## RECORDS TO USE
Issue #1719, opened 2026-06-27
[schema] Field-number annotation for the Protobuf codec (strict-interop pinning)


DamianReeves:
## Summary

Add a discoverable, derivation-time field-number annotation for the `kyo-schema` Protobuf codec so users can pin stable proto field numbers directly on a case class field, e.g. `@protoField(3) zip: String`.

## Motivation

The Protobuf codec assigns field numbers from a stable `MurmurHash3` of the field name. These are valid proto3 wire numbers and give schema-evolution stability, but they do not match a conventional hand-written `.proto` (1, 2, 3, ...). Today the only way to pin specific numbers is a runtime field-id override map, which is not discoverable from the type and easy to forget.

The strict/canonical conformance work (#1716) adds two non-failing steers toward pinning numbers for external interop:
- `protoSchema` annotates each hash-derived field number with a provenance comment.
- `Protobuf.fieldNumberAudit[A]` reports which fields rely on hash defaults vs. an explicit number.

Both point the user at a pin mechanism. A field-level annotation is the natural, discoverable mechanism, but it depends on annotation-derivation support that is being built separately, so it is tracked here rather than in #1716.

## Proposed

- A `@protoField(n: Int)` (name TBD) field annotation read by schema derivation, taking precedence over the hash-based default, equivalent to the existing field-id override for that field.
- Surfaced by `fieldNumberAudit` as `pinned = true`.
- Documented as the recommended way to pin field numbers for strict external interop.

## Depends on

The in-progress annotation-derivation work in `kyo-schema`.

## Related

- #1716 (Protobuf repeated/map fix + strict/permissive proto3 conformance; adds the non-failing field-number steers this annotation would complement)

fwbrasil:
Implemented in #1722, as a scoped `@proto.fieldNumber(n)` rather than the flat `@protoField(n)` proposed here. It desugars onto `Schema.fieldId`, so a pinned number takes precedence over the hash-derived default. Covered by `SchemaAnnotationTest.scala` and `ProtobufDifferentialTest.scala`.

PR #1721, opened 2026-06-27
[schema] fix Protobuf repeated/map codec, add proto3 conformance

### LINKED ISSUE #1716: [BUG]: Protobuf codec corrupts/breaks repeated (`List`) and `Map` fields
### Version

1.0.0-RC4

### Scala Version

3.8.3

### Expected Behavior

All of these case classes round-trip through `Protobuf.encode` / `decode` unchanged:

```
  Flat         : OK
  ListInt      : OK
  Nested       : OK
  ListNested   : OK
  MapStr       : OK
```

`Map[Int, V]` (and other standard protobuf map key types) should either derive a `Schema` or the limitation should be documented.

### Actual Behavior

```
  Flat         : OK
  ListInt      : MISMATCH
      in : ListInt(1,List(1, 2, 3))
      out: ListInt(1,List(1, 6538652, 2, 6538652, 3))
  Nested       : MISMATCH
      in : Nested(true,List(4, 5))
      out: Nested(true,List(4, 6538652, 5))
  ListNested   : THREW kyo.MissingFieldException: Missing required field 'a'. Add this field to the input.
  MapStr       : MISMATCH
      in : MapStr(9,Map(a -> 1, b -> 2))
      out: MapStr(9,Map(0 -> 1, 1 -> 2))
```

- **`List[scalar]`**: a constant junk value (`6538652` here) is inserted between every real element on decode. Looks like a packed-vs-unpacked framing mismatch — the decoder appears to read a field tag / length delimiter as a data element. Deterministic, and reproduces both top-level and nested in a sub-record.
- **`List[caseclass]`** (repeated embedded message): decode fails entirely with `MissingFieldException: Missing required field 'a'` — the framing for repeated messages is not read back correctly.
- **`Map[String, V]`**: values survive but the keys are discarded and replaced by their positional index (`0, 1, …`).
- **`Map[Int, V]`** (or any non-`String` key): does not compile — `No given Schema[Map[Int, V]] ... Define ... as a case class or sealed trait, or provide a given Schema[...]`.
- Scalar / `Option` / nested-record fields round-trip correctly; the problem is specific to repeated and map fields.

**Impact:** any schema containing a `List`/`Seq` or `Map` field cannot be safely serialized with the protobuf codec — data is silently corrupted (lists, string-keyed maps) or fails outright (repeated messages).

### Steps to Reproduce

Run the following (e.g. with scala-cli):

```scala
//> using dep io.getkyo::kyo-schema:1.0.0-RC4

object Repro:
  case class Flat(a: Int, b: String, c: Boolean) derives kyo.Schema
  case class ListInt(a: Int, b: List[Int]) derives kyo.Schema
  case class Nested(a: Boolean, b: List[Int]) derives kyo.Schema
  case class ListNested(a: Int, d: List[Nested]) derives kyo.Schema
  case class MapStr(a: Int, f: Map[String, Int]) derives kyo.Schema
  // case class MapInt(a: Int, f: Map[Int, Int]) derives kyo.Schema  // does not compile

  def check[A](label: String, value: A)(using kyo.Schema[A]): Unit =
    try
      val encoded = kyo.Protobuf.encode(value)
      val decoded = kyo.Protobuf.decode[A](encoded).getOrThrow
      val ok      = decoded == value
      println(f"  $label%-12s : ${if ok then "OK" else "MISMATCH"}")
      if !ok then
        println(s"      in : $value")
        println(s"      out: $decoded")
    catch case e: Throwable => println(f"  $label%-12s : THREW ${e.getClass.getName}: ${e.getMessage}")

  def main(args: Array[String]): Unit =
    check("Flat", Flat(42, "hi", true))
    check("ListInt", ListInt(1, List(1, 2, 3)))
    check("Nested", Nested(true, List(4, 5)))
    check("ListNested", ListNested(7, List(Nested(false, List(1)), Nested(true, List(2, 3)))))
    check("MapStr", MapStr(9, Map("a" -> 1, "b" -> 2)))
```

### Current Workaround

_No response_

DamianReeves:
## Problem

Two correctness bugs corrupted every repeated and map field (fixes #1716).

**Repeated fields.** `hasNextElement()` delegated to `hasNextField()` without tracking the field number, so only the first element of any repeated `List`/`Seq`/`Vector`/`Set`/`Chunk`/`Span` field was consumed. Elements past the first trashed the surrounding message parse, producing `MissingFieldException` for repeated message fields and silently truncated collections for repeated scalars.

**Map fields.** The writer emitted each map entry as a struct field with a synthetic number rather than as a proto3 `MapEntry` message (key at field 1, value at field 2). On decode, string keys were replaced by positional index strings (`"0"`, `"1"`, ...). Non-String map keys did not compile; no `mapSchema[K, V]` given existed.

Two secondary bugs completed the picture.

**`protoSchema` wrong field numbers.** The emitter used `idx + 1` sequential numbers while the wire carries MurmurHash3-derived numbers, making the `.proto` output inconsistent with the actual bytes.

**Map decode depth bypass.** The string-keyed map decode path never incremented the depth counter, so a deeply nested `Map[String, Map[String, ...]]` produced a `StackOverflowError` instead of `Result.Failure(LimitExceededException)`.

## What changed

User-facing summary of the change set:

- **Repeated fields round-trip.** `List`, `Seq`, `Vector`, `Set`, `Chunk`, and `Span` of scalars or case classes encode and decode correctly, top-level and nested.
- **Maps round-trip with keys preserved.** `Map[String, V]` keeps its keys; non-String keys (`Map[Int, V]`, `Map[Boolean, V]`, opaque/value-class keys) now derive a `Schema` via the new `mapSchema[K, V]` given and round-trip.
- **Absent repeated/map fields decode to empty** (proto3 semantics), not a failure.
- **Strict proto3 conformance by default.** New `Protobuf.Conformance` enum on `Protobuf.Config`; `Strict` (the default) rejects map keys proto3 cannot express natively, `Permissive` keeps the round-trippable extensions. **Breaking** for a non-native-key map under the default given (see Notes).
- **Packed repeated scalars.** Scalar repeated fields encode in proto3's canonical packed form; the reader accepts both packed and unpacked.
- **`protoSchema` emits the real wire field numbers** (was `idx + 1`), with a provenance comment on hash-derived numbers and a warning for the proto3 reserved range `19000-19999`. Suppress the provenance comment with `Config(protoSchemaProvenance = false)`.
- **New `Protobuf.fieldNumberAudit[A]`** reports each field's wire number and whether it is pinned or in the reserved range, without encoding or decoding.
- **Field-number pinning is wire-functional.** `Schema[A].fieldId(_.field)(n)` now pins the number on encode, decode, `protoSchema`, and the audit.
- **Map decode honors `maxDepth`** (no more `StackOverflowError` on a deeply nested map).
- README and CONTRIBUTING updated. Field-number annotation affordance tracked in getkyo/kyo#1719.

### Repeated and map round-trips

```scala
import kyo.*

case class Order(id: Int, items: List[String], counts: Map[Int, Int]) derives Schema, CanEqual

val order   = Order(1, List("pen", "ink"), Map(10 -> 2, 20 -> 5))
val bytes   = Protobuf.encode(order)
val decoded = Protobuf.decode[Order](bytes)
// decoded == Result.Success(order)
```

### Conformance mode

The zero-argument `given Protobuf` is `Strict`. Strict rejects a map key proto3 cannot
express natively (a value-class or float key); opt into the entry-message extension with
`Permissive`:

```scala
case class Pid(value: Int) derives Schema, CanEqual
case class Doc(tags: Map[Pid, String]) derives Schema, CanEqual

// default (Strict): a value-class key is rejected at encode
Protobuf.encode(Doc(Map(Pid(1) -> "x"))) // throws SchemaNotSerializableException

// Permissive: encodes via the entry-message form and round-trips
given Protobuf = Protobuf(Protobuf.Config(conformance = Protobuf.Conformance.Permissive))
val d = Doc(Map(Pid(1) -> "x"))
Protobuf.decode[Doc](Protobuf.encode(d)) // Result.Success(d)
```

A key that reduces to a native scalar (an opaque type or value class whose `Schema` is a
native scalar) stays allowed under Strict.

### protoSchema

```scala
case class User(id: Int, name: String) derives Schema

Protobuf.protoSchema[User]
// message User {
//   sint32 id = 1243642;    // hash-derived field number; pin via Schema.fieldId for stable external interop
//   string name = 1790876;  // hash-derived field number; pin via Schema.fieldId for stable external interop
// }

// suppress the provenance comments (the reserved-range warning is always kept):
given Protobuf = Protobuf(Protobuf.Config(protoSchemaProvenance = false))
Protobuf.protoSchema[User]
// message User {
//   sint32 id = 1243642;
//   string name = 1790876;
// }
```

### Pinning a stable field number

```scala
case class User(id: Int, name: String) derives Schema, CanEqual

// pin `name` to 7 on the wire; encode/decode/protoSchema/audit all honor it
given Schema[User] = Schema.derived[User].fieldId(_.name)(7)

val u = User(1, "ada")
Protobuf.decode[User](Protobuf.encode(u)) // Result.Success(u), with `name` at field 7
```

### Field-number audit

```scala
case class User(id: Int, name: String) derives Schema

Protobuf.fieldNumberAudit[User]
// Chunk(
//   FieldNumberInfo(path = "id",   name = "id",   number = 1243642, pinned = false, inReservedRange = false),
//   FieldNumberInfo(path = "name", name = "name", number = 1790876, pinned = false, inReservedRange = false)
// )

// enforce pinning in your own test/CI, at your chosen severity:
val unpinned = Protobuf.fieldNumberAudit[User].filter(!_.pinned)
assert(unpinned.isEmpty, s"pin field numbers for external interop: ${unpinned.map(_.path)}")
```

### Decode limits

```scala
// config-backed limits (defaults from Json.DefaultMaxDepth / DefaultMaxCollectionSize)
given Protobuf = Protobuf(Protobuf.Config(maxDepth = 16, maxCollectionSize = 1024))
Protobuf.decode[Order](bytes) // Result.Failure(LimitExceededException) if a bound is exceeded

// or pass explicit limits for a one-off
Protobuf.decode[Order](bytes, maxDepth = 8, maxCollectionSize = 256)
```

## Notes

**Default is `Strict`, but this does not break any correctly-functioning prior usage.** The repeated and map fields produced corrupt output before this PR, so no code that ran correctly against a prior release depended on non-canonical map-key encoding. A `Float`-, `Double`-, or product-type-keyed map that now raises `SchemaNotSerializableException` under `Strict` was previously encoding to bytes that could not be decoded back. To allow the non-canonical extensions:

```scala
given Protobuf = Protobuf(Protobuf.Config(conformance = Protobuf.Conformance.Permissive))
```

**Derivation-time field-number annotation is deferred to getkyo/kyo#1719.** `Schema.fieldId` at the call site is the current path for pinning a stable wire number. A compile-time annotation on a case-class field that makes the derived `Schema` carry the pin automatically is tracked separately.

### DIFF
--- a/kyo-schema/shared/src/main/scala/kyo/internal/FocusMacro.scala
+++ b/kyo-schema/shared/src/main/scala/kyo/internal/FocusMacro.scala
@@ -550,9 +550,9 @@ import scala.quoted.*
       * Each per-field schema resolves via `summonInline[Schema[ft]]` at the generated-code typer phase;
       * the in-flight `derived$Schema` is visible by forward-reference, so recursive products close the
       * cycle. The read body seeds defaults / `Maybe.empty` / `None`, tracks a `Long` required-field
-      * bitmap, ORs in `droppedFieldsMask` before the required check, and throws `MissingFieldException`
-      * (carrying `reader.frame`) for a missing required field. Used by both `derivedImpl`
-      * (`derives Schema`) and the `metaApplyImpl` Focus path.
+      * bitmap, ORs in reader-supplied pre-satisfied field masks before the required check, and throws
+      * `MissingFieldException` (carrying `reader.frame`) for a missing required field. Used by both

## WHAT THE EXERCISE ASKS
Reproduce exactly, and with no other material, the lines between those holding "encoding or decoding." and "- README and", inclusive.

## WRITTEN REPLY
- **New `Protobuf.fieldNumberAudit[A]`** reports each field's wire number and whether it is pinned or in the reserved range, without encoding or decoding.
- **Field-number pinning is wire-functional.** `Schema[A].fieldId(_.field)(n)` now pins the number on encode, decode, `protoSchema`, and the audit.
- **Map decode honors `maxDepth`** (no more `StackOverflowError` on a deeply nested map).
- README and CONTRIBUTING updated. Field-number annotation affordance tracked in getkyo/kyo#1719.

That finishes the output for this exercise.